Читаем Труды полностью

На войне же была все-таки какая-то доля опасности, и поэтому сознание, что ты действительно в руках Божиих, доходит иногда до очень большой меры. Попутно делаешь всякого рода открытия: о том, что ты не такой замечательный, что есть вещи гораздо важнее тебя; о том, что есть разные пласты в событиях. Есть, скажем, пласт, на котором ты живешь, и тебе страшно или какие-то еще чувства одолевают тебя, а есть помимо этого еще какие-то два пласта: выше, над тобой – воля Божия, Его видение истории, и ниже – как течет жизнь, не замечая событий, связанных с твоим существованием. Помню, как-то я лежал на животе под обстрелом, в траве, и сначала жался крепко к земле, потому что как-то неуютно было, а потом надоело жаться, и я стал смотреть: трава была зеленая, небо голубое, и два муравья ползли и тащили соломинку, и так было ясно, что вот я лежу и боюсь обстрела, а жизнь течет, трава зеленеет, муравьи ползают, судьба целого мира длится, продолжается, как будто человек тут ни при чем; и на самом деле он ни при чем, кроме того, что портит все.

Ну, и потом очень простые вещи, которые вдруг делаются очень важными. Знаете, когда дело доходит до жизни и смерти, некоторые вопросы совершенно снимаются и под знаком жизни и смерти проявляется новая иерархия ценностей: ничтожные вещи приобретают какую-то значительность, потому что они человечны, а некоторые большие вещи делаются безразличными, потому что они не человечны. Скажем, я занимался хирургией, и, я помню, мне ясно было, что сделать сложную операцию – вопрос технический, а заняться больным – вопрос человеческий, и что этот момент самый важный и самый значительный, потому что сделать хорошую техническую работу может всякий хороший техник, но вот человеческий момент зависит от человека, а не от техники. Госпиталь был на 850 мест, так что было довольно много тяжелораненых, мы очень близко к фронту стояли, и я тогда, как правило, проводил последние ночи с умирающими, в каком бы отделении они ни были. Другие хирурги узнали, что у меня такая странная мысль, и поэтому меня всегда предупреждали. В этот момент технически вы совершенно не нужны: ну, сидишь с человеком – молодой, двадцати с небольшим лет, он знает, что умирает, и не с кем поговорить. Причем ни о жизни, ни о смерти, ни о чем таком, а о его ферме, о его жатве, о корове – о всяких таких вещах. И этот момент делается таким значительным, потому что такая разруха, что это важно. И вот сидишь, потом человек заснет, а ты сидишь, и изредка он просто щупает: ты тут или не тут? Если ты тут, можно дальше спать, а можно и умереть спокойно.

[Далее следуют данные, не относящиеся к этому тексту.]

PR #318, opened 2022-01-14
Add SIGNALFX_REALM env variable

lachmatt:
## Why
Simplify endpoint configuration for traces and metrics.

## What

Addition of new SIGNALFX_REALM env variable.
Documentation to be updated with a separate PR.

## Tests

Included in PR.

### DIFF
--- a/tracer/src/Datadog.Trace/Configuration/ConfigurationKeys.Exporter.cs
+++ b/tracer/src/Datadog.Trace/Configuration/ConfigurationKeys.Exporter.cs
@@ -20,6 +20,13 @@ namespace Datadog.Trace.Configuration
         public const string AgentHost = "SIGNALFX_AGENT_HOST";
 
         /// <summary>
+        /// Configuration key for the SignalFx ingest realm, where the Tracer can send telemetry signals.
+        /// </summary>
+        /// <seealso cref="ExporterSettings.MetricsEndpointUrl"/>
+        /// <seealso cref="ExporterSettings.AgentUri"/>
+        public const string IngestRealm = "SIGNALFX_REALM";
+
+        /// <summary>
         /// Configuration key for the Agent port where the Tracer can send traces.
         /// Default value is 8126.
         /// </summary>
--- a/tracer/src/Datadog.Trace/Configuration/ExporterSettings.cs
+++ b/tracer/src/Datadog.Trace/Configuration/ExporterSettings.cs
@@ -30,7 +30,9 @@ namespace Datadog.Trace.Configuration
         /// <summary>
         /// The default port value for dogstatsd.
         /// </summary>
-        internal const int DefaultDogstatsdPort = 8125;
+        internal const int DefaultDogstatsdPort = 9943;
+
+        private const string LocalIngestRealm = "none";
 
         /// <summary>
         /// Initializes a new instance of the <see cref="ExporterSettings"/> class with default values.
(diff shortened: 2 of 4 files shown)


tracer/src/Datadog.Trace/Configuration/ConfigurationKeys.Exporter.cs
```diff
@@ -19,6 +19,13 @@ internal static partial class ConfigurationKeys
         /// <seealso cref="ExporterSettings.AgentUri"/>
         public const string AgentHost = "SIGNALFX_AGENT_HOST";
```
lachmatt, line 20: I think it can be removed (in a separate PR)

tracer/test/Datadog.Trace.Tests/Configuration/ExporterSettingsTests.cs
```diff
@@ -0,0 +1,135 @@
+﻿using System.Collections.Specialized;
```
Kielek, line 1: // Modified by Splunk Inc.

or Created by Splunk?

tracer/test/Datadog.Trace.Tests/Configuration/ExporterSettingsTests.cs
```diff
@@ -0,0 +1,135 @@
...
+
+    [Fact]
+    public void If_there_is_no_metrics_endpoint_configuration_then_local_metrics_collector_is_used()
+    {
+        var collection = new NameValueCollection();
+        var configuration = new NameValueConfigurationSource(collection);
+
+        var settings = new ExporterSettings(configuration);
+
+        settings.MetricsEndpointUrl.Should().Be("http://localhost:9943/v2/datapoint");
```
Kielek, line 29: localhost vs 127.0.0.1? as I remember there is a functionality which changes localhost to 127.0.0.1 for spans endpoint

tracer/test/Datadog.Trace.Tests/Configuration/ExporterSettingsTests.cs
```diff
@@ -0,0 +1,135 @@
...
+    }
+
+    [Fact]
+    public void If_nondefault_signalfx_realm_is_configured_then_direct_ingest_endpoint_for_traces_is_used()
+    {
+        var collection = new NameValueCollection { { "SIGNALFX_REALM", "realm" } };
```
Kielek, line 35: consider test-realm as a value, to avoid suggestion, that it is the real one

tracer/src/Datadog.Trace/Configuration/ExporterSettings.cs
```diff
@@ -48,8 +50,12 @@ public ExporterSettings()
         public ExporterSettings(IConfigurationSource source)
         {
             var isWindows = FrameworkDescription.Instance.OSPlatform == OSPlatform.Windows;
-            ConfigureTraceTransport(source, isWindows);
-            ConfigureMetricsTransport(source, isWindows);
+
+            var ingestRealm = source?.GetString(ConfigurationKeys.IngestRealm) ??
+                              LocalIngestRealm;
```
Kielek, line 55: Consider `null`? I am not sure if it good idea to use magic string to pass info that there is no ingest.

lachmatt: I added it to be aligned with gdi spec https://github.com/signalfx/gdi-specification/blob/main/specification/configuration.md#instrumentation-libraries

pellared (approved):

tracer/test/Datadog.Trace.Tests/Configuration/ExporterSettingsTests.cs
pellared: AFAIK this functionality is related to upstream configuration

1. I suggest not to use any magic like upstream as it may cause problems. One can intentionally change `hosts` file to redirect `localhost` to something different.
2. I suggest using `localhost` by default to be consistent with our other default values.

Или мелкие вещи; помню одного солдата, немца, – попал в плен, был ранен в руку, и старший хирург говорит: «Убери его палец» (он гноился). И, помню, немец сказал тогда: «Я часовщик». Понимаете, часовщик, который потеряет указательный палец, это уже конченый часовщик. Я тогда взял его в оборот, три недели работал над его пальцем, а мой начальник смеялся надо мной, говорил: «Что за дурь, ты в десять минут мог покончить со всем этим делом, а ты возишься три недели – для чего? Ведь война идет – а ты возишься с пальцем!» А я отвечал: «Да, война идет, и потому я вожусь с его пальцем, потому что это настолько значительно, война, самая война, что его палец играет колоссальную роль, потому что война кончится, и он вернется в свой город с пальцем или без пальца».

И вот этот контекст больших событий и очень мелких вещей и их соотношение сыграли для меня большую роль – может быть, это покажется странно или смешно, но вот что я нашел тогда в жизни, и свой масштаб в ней нашел тоже, потому что выдающимся хирургом я никогда не был и больших операций не делал, а вот это была жизнь и именно глубокая жизнь взаимных отношений.